● REQUIREMENT: Below are records; count the lines that contain "doesn" and give only the total.
+++ STORED DATA
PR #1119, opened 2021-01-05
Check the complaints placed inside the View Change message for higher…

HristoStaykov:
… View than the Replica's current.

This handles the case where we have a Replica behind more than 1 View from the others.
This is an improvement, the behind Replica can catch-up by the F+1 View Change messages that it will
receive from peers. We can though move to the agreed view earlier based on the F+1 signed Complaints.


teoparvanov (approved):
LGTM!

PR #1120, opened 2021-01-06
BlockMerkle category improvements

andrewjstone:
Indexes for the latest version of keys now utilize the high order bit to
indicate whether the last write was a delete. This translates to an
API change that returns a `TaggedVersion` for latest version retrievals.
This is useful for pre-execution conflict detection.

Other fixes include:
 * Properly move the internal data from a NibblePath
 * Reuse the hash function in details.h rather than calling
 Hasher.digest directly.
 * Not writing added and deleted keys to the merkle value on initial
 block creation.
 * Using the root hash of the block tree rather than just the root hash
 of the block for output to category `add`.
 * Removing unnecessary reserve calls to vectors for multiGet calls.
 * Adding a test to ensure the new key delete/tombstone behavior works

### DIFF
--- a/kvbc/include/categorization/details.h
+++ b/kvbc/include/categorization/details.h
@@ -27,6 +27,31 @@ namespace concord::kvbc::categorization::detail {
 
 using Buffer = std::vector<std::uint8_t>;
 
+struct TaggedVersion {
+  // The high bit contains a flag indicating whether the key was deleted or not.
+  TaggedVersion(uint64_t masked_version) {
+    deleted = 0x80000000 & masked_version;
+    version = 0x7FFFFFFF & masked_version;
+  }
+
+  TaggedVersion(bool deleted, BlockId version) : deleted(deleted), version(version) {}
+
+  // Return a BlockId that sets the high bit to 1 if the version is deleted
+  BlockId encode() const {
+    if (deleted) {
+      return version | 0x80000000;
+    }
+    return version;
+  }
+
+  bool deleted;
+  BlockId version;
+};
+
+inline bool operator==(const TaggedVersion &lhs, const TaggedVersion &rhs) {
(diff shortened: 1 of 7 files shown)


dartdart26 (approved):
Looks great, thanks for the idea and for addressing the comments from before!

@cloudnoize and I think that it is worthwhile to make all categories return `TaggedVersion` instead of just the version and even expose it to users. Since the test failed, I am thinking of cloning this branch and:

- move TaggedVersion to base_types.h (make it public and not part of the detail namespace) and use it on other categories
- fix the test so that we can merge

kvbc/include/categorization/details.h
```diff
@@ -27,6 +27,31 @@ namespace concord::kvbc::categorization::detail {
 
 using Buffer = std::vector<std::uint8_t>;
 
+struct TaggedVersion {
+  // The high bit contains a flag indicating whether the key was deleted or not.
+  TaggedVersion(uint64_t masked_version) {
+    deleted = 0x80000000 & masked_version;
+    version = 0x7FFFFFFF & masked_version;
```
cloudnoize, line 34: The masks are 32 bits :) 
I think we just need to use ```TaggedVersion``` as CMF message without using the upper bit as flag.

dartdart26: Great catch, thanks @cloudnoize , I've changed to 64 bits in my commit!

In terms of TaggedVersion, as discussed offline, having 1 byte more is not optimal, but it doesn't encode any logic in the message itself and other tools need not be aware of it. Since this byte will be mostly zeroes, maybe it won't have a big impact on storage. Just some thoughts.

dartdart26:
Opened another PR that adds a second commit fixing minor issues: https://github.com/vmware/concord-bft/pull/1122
++++++
+++ STORED DATA
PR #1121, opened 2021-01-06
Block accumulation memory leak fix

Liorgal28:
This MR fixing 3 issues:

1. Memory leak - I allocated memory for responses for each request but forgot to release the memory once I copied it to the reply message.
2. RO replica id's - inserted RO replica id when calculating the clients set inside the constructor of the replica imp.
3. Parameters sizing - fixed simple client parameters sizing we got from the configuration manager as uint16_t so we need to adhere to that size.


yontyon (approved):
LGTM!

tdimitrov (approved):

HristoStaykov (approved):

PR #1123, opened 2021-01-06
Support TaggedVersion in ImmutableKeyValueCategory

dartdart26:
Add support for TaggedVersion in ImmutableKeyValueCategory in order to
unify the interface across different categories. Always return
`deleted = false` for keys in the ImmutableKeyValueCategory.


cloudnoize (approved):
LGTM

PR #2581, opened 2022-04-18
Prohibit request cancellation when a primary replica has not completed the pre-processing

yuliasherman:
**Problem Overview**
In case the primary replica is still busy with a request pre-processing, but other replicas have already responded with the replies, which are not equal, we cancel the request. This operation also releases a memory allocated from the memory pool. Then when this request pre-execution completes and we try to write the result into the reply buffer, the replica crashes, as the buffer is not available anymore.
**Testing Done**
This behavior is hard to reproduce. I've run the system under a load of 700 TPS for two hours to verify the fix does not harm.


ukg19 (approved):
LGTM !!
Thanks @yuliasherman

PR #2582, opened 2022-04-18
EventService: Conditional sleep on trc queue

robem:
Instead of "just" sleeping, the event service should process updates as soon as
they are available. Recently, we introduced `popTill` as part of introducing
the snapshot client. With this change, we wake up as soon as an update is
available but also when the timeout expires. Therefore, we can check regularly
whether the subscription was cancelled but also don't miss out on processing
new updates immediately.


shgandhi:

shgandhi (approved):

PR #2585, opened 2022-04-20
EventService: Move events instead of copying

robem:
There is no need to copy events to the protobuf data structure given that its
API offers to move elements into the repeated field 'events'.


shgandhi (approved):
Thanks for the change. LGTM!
++++++
+++ STORED DATA
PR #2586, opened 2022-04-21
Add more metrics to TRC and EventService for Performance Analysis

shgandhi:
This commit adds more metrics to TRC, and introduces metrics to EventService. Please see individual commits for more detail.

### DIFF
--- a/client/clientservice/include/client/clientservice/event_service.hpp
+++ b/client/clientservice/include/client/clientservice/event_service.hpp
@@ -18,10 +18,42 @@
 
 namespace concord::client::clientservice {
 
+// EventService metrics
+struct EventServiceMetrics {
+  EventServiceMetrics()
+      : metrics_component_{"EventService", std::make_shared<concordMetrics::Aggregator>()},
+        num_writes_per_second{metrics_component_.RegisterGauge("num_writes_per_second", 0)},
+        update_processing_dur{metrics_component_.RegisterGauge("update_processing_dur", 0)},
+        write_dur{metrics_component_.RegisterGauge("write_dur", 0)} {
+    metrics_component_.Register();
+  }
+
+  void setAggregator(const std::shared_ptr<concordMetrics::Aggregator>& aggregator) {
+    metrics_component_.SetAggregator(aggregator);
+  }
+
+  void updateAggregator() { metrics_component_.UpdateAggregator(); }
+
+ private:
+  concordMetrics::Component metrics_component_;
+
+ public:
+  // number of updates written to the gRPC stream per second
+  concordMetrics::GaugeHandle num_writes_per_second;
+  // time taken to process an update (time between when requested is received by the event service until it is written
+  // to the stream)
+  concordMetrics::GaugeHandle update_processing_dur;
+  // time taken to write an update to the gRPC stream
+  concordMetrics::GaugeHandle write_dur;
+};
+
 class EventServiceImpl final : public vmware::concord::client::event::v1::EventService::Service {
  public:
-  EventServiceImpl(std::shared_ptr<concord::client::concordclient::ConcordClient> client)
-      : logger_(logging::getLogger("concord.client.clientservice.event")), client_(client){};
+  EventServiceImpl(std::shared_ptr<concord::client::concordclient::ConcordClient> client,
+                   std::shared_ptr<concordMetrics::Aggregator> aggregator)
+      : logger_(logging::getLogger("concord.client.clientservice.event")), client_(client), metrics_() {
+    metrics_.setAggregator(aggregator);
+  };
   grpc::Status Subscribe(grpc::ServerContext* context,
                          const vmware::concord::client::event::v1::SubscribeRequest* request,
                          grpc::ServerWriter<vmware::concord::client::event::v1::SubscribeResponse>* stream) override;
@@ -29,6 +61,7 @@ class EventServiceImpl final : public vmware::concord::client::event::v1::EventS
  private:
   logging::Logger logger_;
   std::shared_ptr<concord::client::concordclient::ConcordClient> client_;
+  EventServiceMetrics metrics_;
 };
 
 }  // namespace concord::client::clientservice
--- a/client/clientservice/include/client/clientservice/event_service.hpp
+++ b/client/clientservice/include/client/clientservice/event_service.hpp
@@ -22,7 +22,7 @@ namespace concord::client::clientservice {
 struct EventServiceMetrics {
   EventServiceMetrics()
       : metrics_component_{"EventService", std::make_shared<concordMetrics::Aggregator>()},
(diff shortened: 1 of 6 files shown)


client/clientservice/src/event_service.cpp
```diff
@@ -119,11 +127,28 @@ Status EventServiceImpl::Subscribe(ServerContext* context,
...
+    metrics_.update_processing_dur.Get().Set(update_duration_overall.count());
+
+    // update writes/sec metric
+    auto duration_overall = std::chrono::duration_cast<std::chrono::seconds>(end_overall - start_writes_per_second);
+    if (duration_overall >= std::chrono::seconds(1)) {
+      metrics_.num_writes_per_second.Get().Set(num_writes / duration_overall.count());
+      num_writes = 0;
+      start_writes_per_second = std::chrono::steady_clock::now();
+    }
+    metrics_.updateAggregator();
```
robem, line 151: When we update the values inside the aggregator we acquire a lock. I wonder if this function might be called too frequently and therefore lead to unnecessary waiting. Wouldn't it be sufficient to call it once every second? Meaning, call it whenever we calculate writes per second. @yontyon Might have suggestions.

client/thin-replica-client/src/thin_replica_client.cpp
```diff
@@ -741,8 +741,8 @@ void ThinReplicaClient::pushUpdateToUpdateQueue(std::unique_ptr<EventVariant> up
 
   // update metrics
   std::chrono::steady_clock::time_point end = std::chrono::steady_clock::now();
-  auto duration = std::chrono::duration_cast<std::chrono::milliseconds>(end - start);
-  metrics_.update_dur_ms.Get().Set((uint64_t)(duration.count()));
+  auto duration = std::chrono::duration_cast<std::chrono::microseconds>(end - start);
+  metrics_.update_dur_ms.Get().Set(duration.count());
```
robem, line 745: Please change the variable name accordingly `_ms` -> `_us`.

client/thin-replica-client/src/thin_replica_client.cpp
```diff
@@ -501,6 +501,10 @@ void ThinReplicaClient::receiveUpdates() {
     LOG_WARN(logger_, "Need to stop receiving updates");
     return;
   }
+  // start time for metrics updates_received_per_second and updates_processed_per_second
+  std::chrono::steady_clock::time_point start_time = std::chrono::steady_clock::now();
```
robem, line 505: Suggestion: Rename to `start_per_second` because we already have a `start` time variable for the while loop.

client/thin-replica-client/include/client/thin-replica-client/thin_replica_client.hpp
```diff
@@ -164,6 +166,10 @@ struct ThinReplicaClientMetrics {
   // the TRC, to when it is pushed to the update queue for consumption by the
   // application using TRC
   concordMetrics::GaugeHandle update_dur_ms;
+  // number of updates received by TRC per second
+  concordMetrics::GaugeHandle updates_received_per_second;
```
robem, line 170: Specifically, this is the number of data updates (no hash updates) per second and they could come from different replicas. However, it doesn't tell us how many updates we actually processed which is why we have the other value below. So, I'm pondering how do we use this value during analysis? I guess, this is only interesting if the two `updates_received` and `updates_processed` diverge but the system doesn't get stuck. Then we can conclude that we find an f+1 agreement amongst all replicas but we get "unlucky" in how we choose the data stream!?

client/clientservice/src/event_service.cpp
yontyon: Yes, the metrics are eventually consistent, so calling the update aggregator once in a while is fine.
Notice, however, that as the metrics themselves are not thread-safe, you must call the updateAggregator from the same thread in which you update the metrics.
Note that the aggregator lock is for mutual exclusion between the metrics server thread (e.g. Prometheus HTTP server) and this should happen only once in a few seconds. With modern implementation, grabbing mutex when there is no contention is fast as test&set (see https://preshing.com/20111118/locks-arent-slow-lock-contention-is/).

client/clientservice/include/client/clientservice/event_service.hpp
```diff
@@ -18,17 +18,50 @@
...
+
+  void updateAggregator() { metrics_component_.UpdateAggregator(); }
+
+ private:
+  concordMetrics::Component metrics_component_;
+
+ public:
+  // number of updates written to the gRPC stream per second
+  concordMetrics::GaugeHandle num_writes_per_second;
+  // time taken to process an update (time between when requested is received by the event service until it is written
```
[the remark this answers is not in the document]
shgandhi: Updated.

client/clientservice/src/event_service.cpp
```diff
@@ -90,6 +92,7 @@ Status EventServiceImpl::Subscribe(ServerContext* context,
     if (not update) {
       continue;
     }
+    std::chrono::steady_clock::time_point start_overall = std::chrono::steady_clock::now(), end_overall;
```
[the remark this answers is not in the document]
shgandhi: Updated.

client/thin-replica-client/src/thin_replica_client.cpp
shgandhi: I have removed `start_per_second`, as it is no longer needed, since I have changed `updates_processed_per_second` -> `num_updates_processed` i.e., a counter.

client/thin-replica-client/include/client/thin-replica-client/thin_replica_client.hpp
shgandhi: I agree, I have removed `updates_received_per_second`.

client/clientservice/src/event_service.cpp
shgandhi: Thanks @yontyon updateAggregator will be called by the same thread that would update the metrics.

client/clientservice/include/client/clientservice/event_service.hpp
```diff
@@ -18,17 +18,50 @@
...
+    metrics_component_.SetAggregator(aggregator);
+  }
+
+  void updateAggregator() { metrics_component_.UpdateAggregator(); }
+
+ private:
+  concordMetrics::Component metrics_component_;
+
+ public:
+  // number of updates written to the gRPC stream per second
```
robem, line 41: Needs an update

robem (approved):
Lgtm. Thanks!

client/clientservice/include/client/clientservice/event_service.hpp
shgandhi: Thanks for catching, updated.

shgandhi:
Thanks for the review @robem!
++++++
● ANSWER TO THE PROBLEM: 2